A survey by the European Centre for Disease Prevention and Control (ECDC) found 31 EU/EEA countries and the United Kingdom are considering prioritizing “older age groups, healthcare workers and persons with underlying conditions” to receive Covid-19 vaccines first.
Of those countries, nine: Austria, Belgium, the Czech Republic, France, Luxembourg, the Netherlands, Spain, Sweden and the UK have already published more detailed plans of which groups of citizens will be prioritized.
This could however be modified as more evidence becomes available about the virus “epidemiology and characteristics of vaccines, including information on vaccine safety and efficacy by age and target group,” the report found.
It also noted that with a limited supply of vaccines in the first round of inoculations, “it is expected that most countries will refine their priority groups as Austria, France and Spain have done.”

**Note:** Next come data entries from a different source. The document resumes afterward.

PR #6856, opened 2020-09-30
Improve exception reporting for CLI commands

tmbo:
**Motivation**:
- We print unecessary stack traces for exceptions like failures to read a training data yaml file. This isn't helpful as we know that the issue is the syntax in the yaml file and a stack trace won't help.
- Many exceptions reported to sentry are things we expect to happen (errors in the training data format, a wrong action name, ...)

Before:
Bildschirmfoto 2020-10-01 um 11 15 22

After:
Bildschirmfoto 2020-10-01 um 11 16 52

**Proposed changes**:
- base class for all exceptions raised in Rasa Open Source that are "expected" (e.g. file format issues, missing action names, ... things we expect a user to get wrong. they will still bubble up, but are not going to create a stacktrace). `RasaOpenSourceException`
- all `RasaOpenSourceExceptions` will be caught if thrown as part of a CLI command and stack traces will not be printed by default, instead we use `print_error`
- changed `NameError` exception raised when an action can not be found to be a `ValueError` instead
- raise `InvalidYAMLFileException` instead of `YAMLError` (from ruamel) when failing to load a yaml file 
- made `InvalidDomain` a `RasaOpenSourceException`
- introduced `MissingDependencyException` as an exception raised if packages need to be installed
- added line numbers to output of YAML validation to the command line as paths on their own are hard to navigate:
```
InvalidYamlFileError: Failed to validate 'data/nlu.yml'. Please make sure the file is correct and all mandatory parameters are specified. Please take a look at the errors found during validation:
  in data/nlu.yml:2:
      Key 'ZZZZ' was not defined. Path: '/nlu/0'
```
- properly exit on ctrl+c / ctrl+d in `rasa shell nlu` command
- `RasaOpenSourceException`s are ignored by sentry

**TODO**
- `InvalidRule` is very user-unfriendly and vague, but out of this PRs scope


rasa/shared/utils/io.py
```diff
@@ -10,14 +10,18 @@
 from pathlib import Path
 from typing import Any, Text, Optional, Type, Union, List, Dict
 
+from ruamel.yaml.scanner import ScannerError
```
m-vdb, line 13: can this import be grouped with the other ones below?

rasa/shared/utils/io.py
```diff
@@ -241,7 +245,7 @@ def read_yaml(content: Text) -> Any:
 
     replace_environment_variables()
 
-    yaml_parser = yaml.YAML(typ="safe")
+    yaml_parser = yaml.YAML(typ=["safe", "rt"])
```
m-vdb, line 248: I couldn't find why it's useful in the doc. Is it worth a comment?

rasa/shared/utils/validation.py
```diff
@@ -22,23 +24,103 @@
 KEY_TRAINING_DATA_FORMAT_VERSION = "version"
 
 
-class InvalidYamlFileError(ValueError):
+class InvalidYamlFileError(ValueError, RasaOpenSourceException):
```
m-vdb, line 27: `InvalidYamlFileError` and `InvalidYamlFileException` have very similar name, I suggest we make one of them more specific

m-vdb: should we rename this one to `InvalidYamlSchemaError`?

rasa/shared/utils/validation.py
```diff
@@ -22,23 +24,103 @@
...
+            head, tail = path, ""
+
+        if head:
+            if isinstance(current, dict):
+                return self._line_number_for_path(current[head], tail) or this_line
+            elif isinstance(current, list) and head.isdigit():
+                return self._line_number_for_path(current[int(head)], tail) or this_line
+            else:
+                return this_line
+        else:
```
m-vdb, line 113: unnecessary `else` block

rasa/shared/utils/validation.py
```diff
@@ -67,28 +146,29 @@ def validate_yaml_schema(
...
         c.validate(raise_exception=True)
     except SchemaError:
         raise InvalidYamlFileError(
-            "Failed to validate yaml file. "
             "Please make sure the file is correct and all "
-            "mandatory parameters are specified; to do so, "
-            "take a look at the errors logged during "
-            "validation previous to this exception."
+            "mandatory parameters are specified. Please take a look at the errors "
+            "found during validation",
```
m-vdb, line 169: A sentence is starting with "Please" twice in a row, I'd suggest:
```suggestion
            "Please make sure the file is correct and all "
            "mandatory parameters are specified. Here are the errors "
            "found during validation",
```

rasa/telemetry.py
```diff
@@ -573,6 +574,11 @@ def strip_sensitive_data_from_sentry_event(
     for value in event.get("exception", {}).get("values", []):
         for frame in value.get("stacktrace", {}).get("frames", []):
             frame["abs_path"] = ""
+
+            if "rasa_sdk/executor.py" in frame["filename"]:
+                # this looks a lot like an exception in the SDK and hence custom code
+                # no need for us to deal with that
+                return None
```
m-vdb, line 581: looks more like a filter than stripping sensitive info, but arguable 👍

m-vdb (changes requested):
🚀 🚀 🚀  Amazing, thanks for doing these changes. I definitely think that they will improve the UX

rasa/core/policies/rule_policy.py
```diff
@@ -56,20 +57,17 @@
...
-        )
+        self.message = message
 
     def __str__(self) -> Text:
-        # return message in error colours
-        return rasa.shared.utils.io.wrap_with_color(
-            self.message, color=rasa.shared.utils.io.bcolors.FAIL
+        return self.message + (
+            f"\nYou can find more information about the usage of "
+            f"rules at {DOCS_URL_RULES}. "
```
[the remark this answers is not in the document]
tmbo: Yes I think this should become a behaviour of the `RasaOpenSourceException`. But I think it makes sense to do that separately afterwards :+1:

rasa/nlu/registry.py
```diff
@@ -110,31 +120,41 @@ def get_component_class(component_name: Text) -> Type["Component"]:
...
-            raise ModuleNotFoundError(exception_message)
+            raise ComponentNotFoundException(
+                f"Failed to load the component "
+                f"'{component_name}'. "
+                f"{exception_message} Either your "
+                f"pipeline configuration contain an error "
+                f"or the module you are trying to import "
+                f"is broken (e.g. the module is trying "
+                f"to import a package that is not "
+                f"installed). {traceback.format_exc()}"
```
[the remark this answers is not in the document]
tmbo: yes, there is a scenary where the stacktrace is very helpful: it might be the case that you configured the component correctly (using the right module path) but there is an importerror inside of your module, e.g. your class imports a package that does not exist. We can't figure this out on our own, so showing the stacktrace here will allow the user to see where in their custom code the error happend.

rasa/nlu/run.py
```diff
@@ -24,7 +24,12 @@ def run_cmdline(
...
-        message = input().strip()
+        try:
+            message = input().strip()
+        except (EOFError, KeyboardInterrupt):
+            print_info("Wrapping up command line chat...")
+            break
+
         if message.startswith(INTENT_MESSAGE_PREFIX):
             result = rasa.utils.common.run_in_loop(regex_interpreter.parse(message))
         else:
```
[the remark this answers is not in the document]
tmbo: that is a very good point. I've removed them (from this file but also from a couple other scripts). this has been deprecated for a number of versions now so save to remove :+1:

rasa/shared/core/domain.py
```diff
@@ -154,6 +156,7 @@ def from_yaml(cls, yaml: Text, original_filename: Text = "") -> "Domain":
                 yaml, rasa.shared.constants.DOMAIN_SCHEMA_FILE
             )
         except rasa.shared.utils.validation.InvalidYamlFileError as e:
+            e.filename = original_filename
```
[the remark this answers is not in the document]
tmbo: what do you mean? the `InvalidYamlFileError` exception handles this when converting itself to a string (it will not add a filename if it is not set or set to "")

rasa/shared/exceptions.py
```diff
@@ -1,10 +1,34 @@
+from typing import Text
+
+
 class RasaException(Exception):
     """Base exception class for all errors raised by Rasa."""
 
 
-class RasaCoreException(RasaException):
+class RasaOpenSourceException(RasaException):
```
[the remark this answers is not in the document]
tmbo: yes that is a good point, I'll reuse that one 👍

rasa/shared/utils/validation.py
tmbo: :+1: renamed them to `YamlSyntaxException` and `YamlValidationException`

rasa/telemetry.py
tmbo: well, but the intent is to remove sensitive info 😉

tmbo:
thanks a lot for the quick review super helpful to get this merged in time ⭐

rasa/shared/core/domain.py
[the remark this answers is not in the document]
m-vdb: ok gotcha, so let's keep it 👍

rasa/shared/utils/validation.py
m-vdb: great, that fixes it 👍

m-vdb (approved):
Great 💯 I think it's mergeable once the tests go green 🟢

Due to the challenge of delivering a large-scale vaccination program the EU health authority found, “some countries mentioned the need for a bigger pool of skilled workforce to administer the vaccines as more doses will become available.”

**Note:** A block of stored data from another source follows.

Issue #6820, opened 2020-09-28
Automatically migrate MappingPolicy + FallbackPolicies


wochinge:
**This issue may be split in three parts**

**Motivation**
* [this feedback](https://www.notion.so/rasa/Feedback-on-2-0-4574eaacc0764967ac0b8b82fbc72904#e17d53c4dbb44ba1844b412b8ebaa782)
* there is actually no need to manually migrate `FallbackPolicy`, `TwoStageFallbackPolicy` or `MappingPolicy`. We can migrate all of them automatically. 

**Ideas**
* check out the migration guide and automate it as part of some CLI command (`rasa data convert`?)
* ? 

**Definition of Done**
- [ ] Feature implemented
- [ ] Migration guide updated

wochinge:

Twelve countries surveyed by the ECDC said they were planning to mobilize and train other medical staff such as: nurses, midwives, medical students, general practitioners, other medical staff, “in order to ensure sufficient capacity of vaccination services to deliver Covid-19 vaccines.”
Most countries reported that Covid-19 vaccines will be provided free of charge to their citizens.
The EU regulator, the European Medicines Agency has begun the process of approving vaccines by BioNTech/Pfizer and Moderna and aims to provide a decision by December 29 on BioNTech/Pfizer and January 12 next year for Moderna.
Once approved the European Commission will work with EU countries to formally sign off in a process that they expect to take a couple of days.